Brewster Kahle’s talk on “Universal access to all knowledge”
I love Brewster’s talks and his enthusiasm. Makes me think there are good things going on in the world despite others’ efforts to thwart them.
Question he asks is: In our generation/lifetime, can we provide universal (online) access to all knowledge ever?
Can we put all the world’s text online?
The LoC has ~26M volumes, costs about $30/book (10c/pg) to do the whole chain from scanning to putting up on spinning storage w.metadata => $800M scans entire LoC and puts it on spinning storage – would require <100TB in ASCII format.

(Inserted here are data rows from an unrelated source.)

PR #393, opened 2022-08-22
Euclidean distance transform: fix bad choice of block parameters

### LINKED ISSUE #392: [BUG] distance_transform_edt gives bad output for 2D images > 1024 in size on either axis
**Describe the bug**
There is currently a bug in the 2D implementation of `distance_transform_edt` where certain lines of the output have incorrect values due to a bad default choice of internal CUDA grid/block parameters at this size.  Fortunately, the 3D distance transform does not suffer from the same issue.

A temporary workaround in release 22.08.00 is to manually specify the `block_params` argument and set the first parameter to 1. This is smaller than needed for optimal performance, but will ensure a correct result. 

In general for 2D images where one axis is larger than 1024, please set `block_params=(1, 32, 2)`. Other than as a workaround for this bug or in case of advanced performance profiling use cases, we recommend leaveling `block_params=None` to allow internal choice of these kernel launch parameters.

a minimal example
```py
import math
import cupy as cp

import matplotlib.pyplot as plt

from cucim.core.operations.morphology import distance_transform_edt

shape = (1200, 1200)
size = math.prod(shape)
ntrue = .0005* size
p_true =  ntrue / size
p_false = 1 - p_true

cp.random.seed(123)
image = cp.random.choice([0, 1], size=shape, p=(p_false, p_true))

distances, coords = distance_transform_edt(
    image == 0, return_distances=True, return_indices=True
)
plt.figure()
plt.imshow(distances.get(), vmin=0, vmax=116)
plt.show()
```
gives this `distances` output where the bright horizontal lines are invalid distances
edt_bad

whereas calling with
```py
distances, coords = distance_transform_edt(
    image == 0, return_distances=True, return_indices=True, block_params(1, 32, 2)
)
```
gives the correct result:
edt_good

**Expected behavior**
no artifacts with the default choice of `block_params`

cuCIM v22.08.,00

**Additional context**

grlee77:
closes #392

This PR fixes #392 and also makes it more friendly for use with user-provided `block_params`. In general, most users should not be providing that argument, but it can be used to compare different settings for performance optimization. In case of user-provided `block_params`, the implementation now automatically pad the shape to an appropriate least common multiple of the warp_size and the `m1`, `m2` and `m3` block parameters.

More extensive unit tests over a range of image sizes and `block_params` settings are now implemented.

### DIFF
--- a/python/cucim/src/cucim/core/operations/morphology/_pba_2d.py
+++ b/python/cucim/src/cucim/core/operations/morphology/_pba_2d.py
@@ -154,7 +154,7 @@ def _pba_2d(arr, sampling=None, return_distances=True, return_indices=False,
     if block_params is None:
         padded_size = math.ceil(max(arr.shape) / block_size) * block_size
 
-        # should be <= size / 64. sy must be a multiple of m1
+        # should be <= size / block_size. sy must be a multiple of m1
         m1 = padded_size // block_size
         # size must be a multiple of m2
         m2 = max(1, min(padded_size // block_size, block_size))
@@ -162,23 +162,28 @@ def _pba_2d(arr, sampling=None, return_distances=True, return_indices=False,
         m2 = 2**math.floor(math.log2(m2))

Audio? biggest cooperation from (eg) Grateful Dead and their tribute bands! Open audio costs $10/disc – $10/hr (for vinyl or cassettes) => 2-3M discs = $20-30M to digitize.
Video? archival films and some old films. Eg, govt propaganda/ads, old classroom documentaries, “social training” videos (“Duck and Cover”), stuff in the TV archive… $15/video-hour to digitize.
Software? about 50k commercial SW titles ever. Threatened by DMCA, not technology.
Web? lifetime of a page (before change/del) is ~100 days. Wayback snapshots every ~2mo.
Open Content Alliance building open collections among univesrities, with support from MS, HP, Adobe, others. Internet Archive datacenters being setup in Europe to build up their own collections and then swap among themselves. (Lots of classical recordings that are legal to download in Europe are blocked to US visitors “due to copyright laws”.)
Opportunity they are looking for help with: front ends for searching, browsing, etc the Archive. “Can 1 person build a whole search engine given the underlying infrsatructure of the Internet Archive?” We should take him up on this challenge in the RoR class and RAD Lab apps!